■ The problem:
The number of lines below holding the string "async" is the only answer wanted.

--- Data provided Enclosed Below ---

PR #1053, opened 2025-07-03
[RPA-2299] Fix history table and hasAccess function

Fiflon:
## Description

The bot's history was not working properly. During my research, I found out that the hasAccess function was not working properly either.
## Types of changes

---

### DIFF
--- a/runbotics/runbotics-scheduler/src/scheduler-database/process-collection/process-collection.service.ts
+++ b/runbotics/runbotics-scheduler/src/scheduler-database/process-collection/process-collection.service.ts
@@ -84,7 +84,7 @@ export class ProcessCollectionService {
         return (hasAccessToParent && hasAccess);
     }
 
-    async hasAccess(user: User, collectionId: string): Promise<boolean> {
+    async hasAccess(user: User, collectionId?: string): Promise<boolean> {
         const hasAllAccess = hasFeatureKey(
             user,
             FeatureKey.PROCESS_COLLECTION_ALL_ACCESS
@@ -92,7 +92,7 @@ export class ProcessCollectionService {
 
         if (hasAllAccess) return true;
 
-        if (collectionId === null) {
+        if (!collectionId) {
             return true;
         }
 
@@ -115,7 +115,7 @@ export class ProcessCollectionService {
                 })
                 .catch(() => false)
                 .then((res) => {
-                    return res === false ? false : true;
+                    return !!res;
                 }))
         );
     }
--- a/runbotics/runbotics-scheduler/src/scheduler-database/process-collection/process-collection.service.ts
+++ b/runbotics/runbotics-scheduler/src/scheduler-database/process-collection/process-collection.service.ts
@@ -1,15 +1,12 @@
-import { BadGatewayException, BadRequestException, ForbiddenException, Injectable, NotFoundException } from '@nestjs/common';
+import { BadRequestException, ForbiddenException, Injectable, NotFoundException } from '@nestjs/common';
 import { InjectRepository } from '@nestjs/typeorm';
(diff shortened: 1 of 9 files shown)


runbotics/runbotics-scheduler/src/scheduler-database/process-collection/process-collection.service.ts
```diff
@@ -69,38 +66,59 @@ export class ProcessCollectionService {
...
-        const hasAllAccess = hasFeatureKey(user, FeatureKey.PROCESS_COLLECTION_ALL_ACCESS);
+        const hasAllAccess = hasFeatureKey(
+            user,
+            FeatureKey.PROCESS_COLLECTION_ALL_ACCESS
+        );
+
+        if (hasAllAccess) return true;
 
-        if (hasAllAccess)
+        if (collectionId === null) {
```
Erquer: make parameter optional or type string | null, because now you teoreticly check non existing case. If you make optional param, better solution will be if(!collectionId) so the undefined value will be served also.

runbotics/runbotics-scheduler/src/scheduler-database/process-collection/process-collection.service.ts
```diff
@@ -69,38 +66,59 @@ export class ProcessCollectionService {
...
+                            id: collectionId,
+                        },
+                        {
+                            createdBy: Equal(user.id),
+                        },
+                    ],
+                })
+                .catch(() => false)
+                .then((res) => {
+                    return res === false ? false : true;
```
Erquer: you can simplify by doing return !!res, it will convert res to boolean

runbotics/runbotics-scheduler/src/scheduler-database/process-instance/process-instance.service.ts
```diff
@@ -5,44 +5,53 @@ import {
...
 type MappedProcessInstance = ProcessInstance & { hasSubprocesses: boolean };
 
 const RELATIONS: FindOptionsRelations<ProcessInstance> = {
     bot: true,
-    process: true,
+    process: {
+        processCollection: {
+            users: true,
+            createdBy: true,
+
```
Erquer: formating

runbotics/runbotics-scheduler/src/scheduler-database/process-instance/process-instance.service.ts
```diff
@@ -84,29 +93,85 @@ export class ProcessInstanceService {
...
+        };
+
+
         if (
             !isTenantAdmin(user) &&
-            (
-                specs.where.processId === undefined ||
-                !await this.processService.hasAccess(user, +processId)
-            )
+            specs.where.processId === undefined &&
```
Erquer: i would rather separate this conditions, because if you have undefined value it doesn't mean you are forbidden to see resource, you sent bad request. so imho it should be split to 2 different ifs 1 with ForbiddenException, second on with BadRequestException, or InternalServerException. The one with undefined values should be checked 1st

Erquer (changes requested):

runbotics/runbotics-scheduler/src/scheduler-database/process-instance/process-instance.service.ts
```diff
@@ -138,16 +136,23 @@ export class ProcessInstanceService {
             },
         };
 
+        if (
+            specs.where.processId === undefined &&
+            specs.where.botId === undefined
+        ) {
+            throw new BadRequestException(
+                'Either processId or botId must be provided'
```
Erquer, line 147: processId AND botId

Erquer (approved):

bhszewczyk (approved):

--- End of Enclosed Data provided ---

■ Written solution:
2